Open no1xsyzy opened 6 years ago
Hi @no1xsyzy! Thanks for using pdfmerge. I ran a few tests to try and figure out what's going on.
Inputs
cover.pdf
(a 1-page pdf with the "cover")body.pdf
(a 3-page pdf with a TOC, and two pages that the TOC links to).Test 1: pdfmerge cover.pdf body.pdf -o test-1.pdf
Test 2: pdfmerge cover.pdf "body.pdf[1]" "body.pdf[3]" "body.pdf[2]" -o test-2.pdf
Test 3: pdfmerge cover.pdf "body.pdf[1]" "body.pdf[2]" "body.pdf[3]" -o test-3.pdf
Test 4: pdfmerge cover.pdf "body.pdf[1..2]" "body.pdf[3]" -o test-4.pdf
I'm not exactly sure what is happening, but it seems that if the page with a link and it's target aren't written to the output stream at the same time, the link gets broken.
pdfmerge is built on pyPDF2, so I'm going to see if there's any information about how this works and if there's anything I can do to prevent that from happening.
Is there any other information about what you were trying to do that I should know in diagnosing this error?
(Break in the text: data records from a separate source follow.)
PR #470, opened 2020-01-30
verbatim password_encryption

barda:
For 11 copy password_encryption configuration variable: valid values are md5 and scram-sha-256

### DIFF
--- a/README.md
+++ b/README.md
@@ -112,6 +112,20 @@ postgresql_user_privileges:
     db: foobar                  # database
     priv: "ALL"                 # privilege string format: example: INSERT,UPDATE/table:SELECT/anothertable:ALL
     role_attr_flags: "CREATEDB" # role attribute flags
+
+# List of object privileges to be applied (optional)
+postgresql_privileges:
+  - db: foobar
+    obj: table1
+    role: baz
+    priv: SELECT,INSERT,UPDATE
+    schema: public
+  - db: foobar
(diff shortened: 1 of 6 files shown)


egmont1227:
duplicated by #460 and #368, i propose to close this one

maglub:
PR #460 has a suboptimal solution:

```
password_encryption = {{ 'md5' if postgresql_password_encryption != 'scram-sha-256' else 'scram-sha-256' }}     # md5 or scram-sha-256
```

I agree with the solution in this PR, but this PR touches too many other things:

```
password_encryption = {{ postgresql_password_encryption if postgresql_password_encryption else 'off' }}		# md5 or scram-sha-256
```

Valid values are:

* `""`
* `on`
* `md5`
* `scram-sha-256`

robustq:
Can be closed as #460 was merged in, though @barda the privileges piece is interesting, and you should definitely consider moving those changes to another pull request

egmont1227:
Agree. Please adjust your changes to privileges only (merge master changes for password encryption) and rename this PR

or close this one and open another one for the privileges part.

gclough:
@barda , thanks for the work, and based on the discussion above I will close this PR, but we would appreciate one specifically on the password fix.

If you can keep Pull Requests limited to only a single fix, then it makes them easier to approve/reject them individually.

This is very interesting because it disproved my hypothesis. I need to learn more about how links get put into the output stream, but for the record, this is where I'm adding pages to the output stream which just calls addPage using pyPDF2.
Not sure at which point the links are getting dropped.
I would also be very interested in a fix for this. My use case is merging multiple complete pdf documents (not picking specific pages from any). My first pdf always has a TOC on the 2nd page but I then merge any additional number of pdfs on the end (these are appendices) and the TOC from the first pdf is broken.
I get this warning when I do the merge (I'm not sure if its relevant or not?):
PdfReadWarning: Xref table not zero-indexed. ID numbers for objects will be corrected. [pdf.py:1736]
Hi @exptom! Thanks for reaching out about your situation and the warning you're getting. This might all be related, so we'll keep it in this issue for now.
I just did a test with adding a pdf to the end of a pdf that starts with a TOC and the links still work. What are you using to generate the separate pdfs?
@metaist thanks for getting back to me. The initial pdf that includes the TOC is created using wkhtmltopdf (https://github.com/wkhtmltopdf/wkhtmltopdf) and the additional pdfs that are merged as appendicies can come from anywhere. (Users upload them)
Oh, so they literally start out as HTML links, are converted to PDF links. Interesting. Will begin my deep dive into how PDF links actually work and are encoded. This may require an upstream patch to PyPDF2 once I figure out how their stuff works.
I'm also looking at other places where people have issues with PDF links (e.g., combine_pdf) to see if I can learn anything from their general experience.
Unfortunately, I do not have an easy short-term fix, but will keep this issue open and post here as I learn new things.
They aren't actually HTML links. What happens is that wkhtmltopdf converts the HTML page to a PDF document and scans the HTML pulling out all the heading tags (<h1>,<h2>
,etc..) and uses them to generate a TOC.
I just released pdfmerge
1.0.0 which uses the newer version of pypdf
and I went back to check if this issue still exists. Unfortunately, it does. Anybody have any ideas on how links in PDF work?
Background: I used pandoc+texlive for my thesis and pdfmerge for another submission (I study in cooperated college). After merges, TOC links and reference links don't work anymore. They are still links but clicking it will not navigate to the link target. I think it a bug because they should've been there. They are hyperlinks, and their direction is definite.